## [ACTIVITY]
Only the lines below from the one containing "Thanks to our" to the one containing "- FIXED: Work" should be repeated, both included and unchanged.

## [DATA FOR PROCESSING]
=== Begin Enclosure ===

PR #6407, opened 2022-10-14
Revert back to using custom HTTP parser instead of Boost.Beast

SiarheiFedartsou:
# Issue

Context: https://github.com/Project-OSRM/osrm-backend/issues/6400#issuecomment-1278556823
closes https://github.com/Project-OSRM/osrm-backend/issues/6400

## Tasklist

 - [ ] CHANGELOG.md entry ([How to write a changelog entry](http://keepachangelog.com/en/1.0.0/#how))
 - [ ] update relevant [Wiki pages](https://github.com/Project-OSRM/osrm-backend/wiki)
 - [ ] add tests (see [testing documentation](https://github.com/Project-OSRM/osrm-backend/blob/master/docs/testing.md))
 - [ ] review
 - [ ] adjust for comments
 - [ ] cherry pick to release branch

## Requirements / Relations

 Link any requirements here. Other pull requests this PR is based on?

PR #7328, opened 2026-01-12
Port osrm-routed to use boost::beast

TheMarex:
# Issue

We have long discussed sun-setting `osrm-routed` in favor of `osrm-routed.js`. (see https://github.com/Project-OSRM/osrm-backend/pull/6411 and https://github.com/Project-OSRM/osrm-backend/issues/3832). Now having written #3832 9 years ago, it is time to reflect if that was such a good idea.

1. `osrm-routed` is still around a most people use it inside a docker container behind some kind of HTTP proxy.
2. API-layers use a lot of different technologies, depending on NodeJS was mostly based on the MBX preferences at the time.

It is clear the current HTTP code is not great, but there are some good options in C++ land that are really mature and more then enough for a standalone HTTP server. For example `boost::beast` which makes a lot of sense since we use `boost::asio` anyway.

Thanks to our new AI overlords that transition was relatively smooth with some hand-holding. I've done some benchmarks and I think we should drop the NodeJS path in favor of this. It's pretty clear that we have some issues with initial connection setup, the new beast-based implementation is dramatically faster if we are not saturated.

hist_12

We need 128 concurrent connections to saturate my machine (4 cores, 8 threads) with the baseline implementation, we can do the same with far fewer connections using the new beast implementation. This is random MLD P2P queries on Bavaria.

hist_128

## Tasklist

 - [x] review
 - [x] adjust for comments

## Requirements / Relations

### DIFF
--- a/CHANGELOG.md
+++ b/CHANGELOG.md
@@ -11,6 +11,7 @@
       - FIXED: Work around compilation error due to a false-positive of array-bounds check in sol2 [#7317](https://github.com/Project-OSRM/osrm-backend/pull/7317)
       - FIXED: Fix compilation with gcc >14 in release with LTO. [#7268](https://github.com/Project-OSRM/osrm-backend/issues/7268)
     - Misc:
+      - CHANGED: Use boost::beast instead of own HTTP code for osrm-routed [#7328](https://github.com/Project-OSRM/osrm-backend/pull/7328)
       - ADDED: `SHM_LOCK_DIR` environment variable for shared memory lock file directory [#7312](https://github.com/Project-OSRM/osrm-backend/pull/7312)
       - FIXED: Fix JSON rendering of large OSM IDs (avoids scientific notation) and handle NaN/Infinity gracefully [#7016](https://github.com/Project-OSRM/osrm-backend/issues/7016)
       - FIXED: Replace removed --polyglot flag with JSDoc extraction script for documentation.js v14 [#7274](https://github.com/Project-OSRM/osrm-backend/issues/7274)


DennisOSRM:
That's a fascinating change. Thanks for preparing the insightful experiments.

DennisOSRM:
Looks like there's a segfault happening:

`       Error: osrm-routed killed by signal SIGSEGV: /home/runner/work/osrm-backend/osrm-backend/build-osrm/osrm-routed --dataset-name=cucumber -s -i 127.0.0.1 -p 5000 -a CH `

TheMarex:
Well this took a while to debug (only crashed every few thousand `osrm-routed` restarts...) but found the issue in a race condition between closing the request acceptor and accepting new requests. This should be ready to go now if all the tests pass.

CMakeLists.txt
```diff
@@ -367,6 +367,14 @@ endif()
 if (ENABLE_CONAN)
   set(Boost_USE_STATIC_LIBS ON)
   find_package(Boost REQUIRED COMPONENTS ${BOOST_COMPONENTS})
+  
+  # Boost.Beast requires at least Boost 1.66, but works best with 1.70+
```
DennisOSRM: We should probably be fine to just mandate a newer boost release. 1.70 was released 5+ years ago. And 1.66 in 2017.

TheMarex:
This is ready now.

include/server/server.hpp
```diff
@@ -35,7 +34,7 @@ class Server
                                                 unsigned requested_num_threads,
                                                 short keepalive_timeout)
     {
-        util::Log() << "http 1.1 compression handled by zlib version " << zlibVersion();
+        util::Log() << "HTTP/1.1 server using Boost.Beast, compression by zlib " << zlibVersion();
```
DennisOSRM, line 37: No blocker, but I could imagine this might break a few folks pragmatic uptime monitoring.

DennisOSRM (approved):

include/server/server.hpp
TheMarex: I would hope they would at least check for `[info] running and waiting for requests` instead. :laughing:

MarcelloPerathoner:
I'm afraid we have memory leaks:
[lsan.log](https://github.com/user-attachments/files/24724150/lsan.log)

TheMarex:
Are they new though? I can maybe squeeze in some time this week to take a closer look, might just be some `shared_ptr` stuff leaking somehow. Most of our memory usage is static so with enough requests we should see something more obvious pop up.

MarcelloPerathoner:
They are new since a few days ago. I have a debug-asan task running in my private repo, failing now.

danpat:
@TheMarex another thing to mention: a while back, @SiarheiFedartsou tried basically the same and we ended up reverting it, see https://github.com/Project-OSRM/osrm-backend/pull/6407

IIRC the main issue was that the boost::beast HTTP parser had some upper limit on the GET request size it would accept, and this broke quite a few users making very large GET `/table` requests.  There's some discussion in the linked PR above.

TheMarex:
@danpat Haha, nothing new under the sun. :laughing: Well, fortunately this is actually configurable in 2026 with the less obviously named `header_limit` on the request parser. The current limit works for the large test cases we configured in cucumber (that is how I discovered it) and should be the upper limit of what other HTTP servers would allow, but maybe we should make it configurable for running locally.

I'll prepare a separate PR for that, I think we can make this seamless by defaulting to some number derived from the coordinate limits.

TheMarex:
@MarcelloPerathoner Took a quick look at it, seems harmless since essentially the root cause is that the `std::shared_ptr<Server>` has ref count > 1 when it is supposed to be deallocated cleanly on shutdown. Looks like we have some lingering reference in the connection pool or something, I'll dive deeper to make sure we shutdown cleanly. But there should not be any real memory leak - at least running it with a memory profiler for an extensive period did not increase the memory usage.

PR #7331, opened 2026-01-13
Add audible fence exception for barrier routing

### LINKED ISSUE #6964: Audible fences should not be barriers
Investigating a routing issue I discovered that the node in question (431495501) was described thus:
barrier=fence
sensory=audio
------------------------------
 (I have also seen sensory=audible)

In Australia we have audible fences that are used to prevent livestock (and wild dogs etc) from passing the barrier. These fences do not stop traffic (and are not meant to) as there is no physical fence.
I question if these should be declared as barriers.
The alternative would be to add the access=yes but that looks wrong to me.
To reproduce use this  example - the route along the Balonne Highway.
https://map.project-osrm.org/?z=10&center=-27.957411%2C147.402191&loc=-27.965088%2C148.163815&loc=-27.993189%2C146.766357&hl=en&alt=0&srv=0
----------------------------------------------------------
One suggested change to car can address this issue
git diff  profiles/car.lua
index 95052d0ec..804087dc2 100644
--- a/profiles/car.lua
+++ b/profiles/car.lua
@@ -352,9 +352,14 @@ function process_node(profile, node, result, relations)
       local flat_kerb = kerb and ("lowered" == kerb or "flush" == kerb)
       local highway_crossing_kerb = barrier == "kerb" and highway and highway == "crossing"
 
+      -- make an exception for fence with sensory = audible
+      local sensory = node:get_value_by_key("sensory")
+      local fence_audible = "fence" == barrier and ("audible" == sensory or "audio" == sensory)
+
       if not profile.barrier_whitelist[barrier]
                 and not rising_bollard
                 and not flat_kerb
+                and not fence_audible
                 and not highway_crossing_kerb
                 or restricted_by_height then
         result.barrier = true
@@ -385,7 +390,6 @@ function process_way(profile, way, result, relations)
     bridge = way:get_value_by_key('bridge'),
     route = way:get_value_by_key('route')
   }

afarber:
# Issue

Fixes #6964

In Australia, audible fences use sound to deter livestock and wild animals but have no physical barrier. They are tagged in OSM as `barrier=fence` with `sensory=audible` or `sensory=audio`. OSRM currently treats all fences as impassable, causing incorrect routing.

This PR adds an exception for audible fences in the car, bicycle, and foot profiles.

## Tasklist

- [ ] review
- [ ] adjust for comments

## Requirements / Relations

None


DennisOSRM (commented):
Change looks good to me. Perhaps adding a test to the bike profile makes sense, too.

=== End Enclosure ===

## [EXPECTED OUTPUT]
Thanks to our new AI overlords that transition was relatively smooth with some hand-holding. I've done some benchmarks and I think we should drop the NodeJS path in favor of this. It's pretty clear that we have some issues with initial connection setup, the new beast-based implementation is dramatically faster if we are not saturated.

hist_12

We need 128 concurrent connections to saturate my machine (4 cores, 8 threads) with the baseline implementation, we can do the same with far fewer connections using the new beast implementation. This is random MLD P2P queries on Bavaria.

hist_128

## Tasklist

 - [x] review
 - [x] adjust for comments

## Requirements / Relations

### DIFF
--- a/CHANGELOG.md
+++ b/CHANGELOG.md
@@ -11,6 +11,7 @@
       - FIXED: Work around compilation error due to a false-positive of array-bounds check in sol2 [#7317](https://github.com/Project-OSRM/osrm-backend/pull/7317)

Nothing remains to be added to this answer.